Ancient human ancestor was one tall dude

AGENCIES
Published Dec 16, 2016, 2:17 am IST
Updated Dec 16, 2016, 2:18 am IST
Footprints from 3.7 million years ago have provided fresh insight into ancient man.
Fossilised footprints of a human ancestor, believed to be Australopithecus afarensis in northern Tanzania.
 Fossilised footprints of a human ancestor, believed to be Australopithecus afarensis in northern Tanzania.

New York: He stood a majestic 5-foot-5, weighed around 100 pounds and maybe had a harem. That’s what scientists figure from the footprints he left behind some 3.7 million year ago.

He’s evidently the tallest known member of the prehuman species best known for the fossil skeleton nicknamed “Lucy,” reaching a stature no other member of our family tree matched for another 1.5 million years, the researchers say.

 

The 13 footprints are impressions left in volcanic ash that later hardened into rock, excavated last year in northern Tanzania in Africa. Their comparatively large size, averaging a bit over 10 inches long (26 cm), suggest they were made by a male member of the species known as Australopithecus afarensis.

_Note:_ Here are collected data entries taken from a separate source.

PR #1814, opened 2025-04-02
fix(api-gen): merge json overrides

### LINKED ISSUE #1746: [BUG] @shopware/api-gen not behaving as expected when applying multiple patches.
### Current Behavior

The [@shopware/api-gen](https://www.npmjs.com/package/@shopware/api-gen) package doesn't work when two patches affect the same schema.

### Expected Behavior

I found the patch linked by the npm package here:
https://raw.githubusercontent.com/shopware/frontends/main/packages/api-client/api-types/storeApiSchema.overrides.json

But I also want to customize the `customFields` property to our needs. You can see a minimal example in this repository
(`storeApiTypes.overrides.json`). Since both apply changes to the `Product` schema, only the first one (in this case the
shopware default patch) is applied.

Simply checkout this repository and run

```bash
pnpm api:generate
```

The result is the applied patch including the one for `calculatedCheapestPrice`, but not the patch for `customFields`.
Swap the order of both patches in `api-gen.config.json` and the result will change. Now the patch for `customFields` is
applied but not the patch for `calculatedCheapestPrice`.

---

I really don't understand the underlying mechanic as I expected it to apply patches by simply deepmerging all patches
after each other into the `storeApiSchema.json` and then generating the `storeApiTypes.d.ts` based on the openAPI specs.

The documentation of `@shopware/api-gen` states the following:

> Partial overrides are applied directly to the JSON schema, so the syntax needs to be correct

Why do I have to use a different schema than the `storeApiSchema.json`?
The structure there is:

```json
{
  "components": {
    "schemas": {
      "Product": {}
    }
  }
}
```

whereas the `storeApiTypes.overrides.json` requires the following structure:

```json
{
  "components": {
    "Products": {}
  }
}
```

If I use the same structure as originally defined, it doesn't work at all. 

### Steps To Reproduce

1. Checkout my reproduction repository: https://github.com/max-zinn/api-gen-patch-bug
2. read the README.md, it should give enough explanation on the issue.

### Anything else?

_No response_

patzick:
### Description
closes #1746 

related to #1755 which still can be merged after slight adjustmets

Fixing problem with multiple overrides, when one of them is using object as types. In further work we should encourage only arrays

### DIFF
--- a/.changeset/khaki-ideas-clean.md
+++ b/.changeset/khaki-ideas-clean.md
@@ -1,0 +1,5 @@
+---
+"@shopware/api-gen": patch
+---
+
+Merging JSON overrides allows to have multiple pverrides as objects and arrays - combining them into arrays.
--- a/examples/b2b-employee-management/api-types/storeApiTypes.d.ts
+++ b/examples/b2b-employee-management/api-types/storeApiTypes.d.ts
@@ -11118,7 +11118,6 @@ export type operations = {
   "readRoles get /role": {
     contentType?: "application/json";
     accept?: "application/json";
-    body?: components["schemas"]["Criteria"];
     response: {
       elements?: components["schemas"]["B2bComponentsRole"][];
     } & components["schemas"]["EntitySearchResult"];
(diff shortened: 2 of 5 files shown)


mkucmus (approved):
image

PR #1808, opened 2025-03-28
feat(docs): add tag for dynamically generated content

mkucmus:
### Description

closes: #1610 

from now on, the pages containing dynamically generated content will have:

```html
<div data-placeholder="dynamic-markdown"></div>
```

the `<!-- dynamic-markdown -->` is stripped out during minification process

PR #1817, opened 2025-04-03
docs: remove dynamic markdown placeholder from non-transformed code

bojanrajh:
### Description

This PR removes markdown placeholder from non-transformed pages. Other plugins work fine, see https://github.com/shopware/frontends/pull/1808 .


mkucmus (approved):
@bojanrajh are you sure this is the only place to remove it? the `div` with a placeholder is being used in other places as well.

The prints were found at a site called Laetoli, which is famous for another set of smaller footprints left by other A. afarensis individuals. Those made headlines in the 1970s as the earliest clear evidence of upright walking by our ancestors. The newly discovered prints are only about 160 yards (150 m) away, according to The Jakarta Post.

 

Researchers named the new creature S1, for the first discovery made at the “S” site. From the footprints, they calculated that he stood about 5-foot-5 (roughly 165 centimeters) and weighed around 100 pounds (about 45 kilograms).

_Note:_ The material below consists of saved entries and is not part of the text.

PR #1843, opened 2025-04-22
feat: init CMS routing for starter template

mdanilowicz:
### Description

Add CMS component resolving for starter template


templates/vue-starter-template/app/app.vue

They figured that he loomed at least eight inches (more than 20 cm) above the individuals who made the other tracks, and stood maybe three inches (7 cm) taller than a large A. afarensis specimen previously found in Ethiopia.

“Lucy”, also from Ethiopia, was much shorter at about 3½ feet (107 cm). The findings are described in a report released on Thursday by the journal eLife. Authors include Giorgio Manzi of Sapienza University in Rome, Marco Cherin of the University of Perugia in Italy, and others.

 

Nobody knows the ages or sexes of any of the track-makers, although the size of the latest footprints suggest they were made by a male.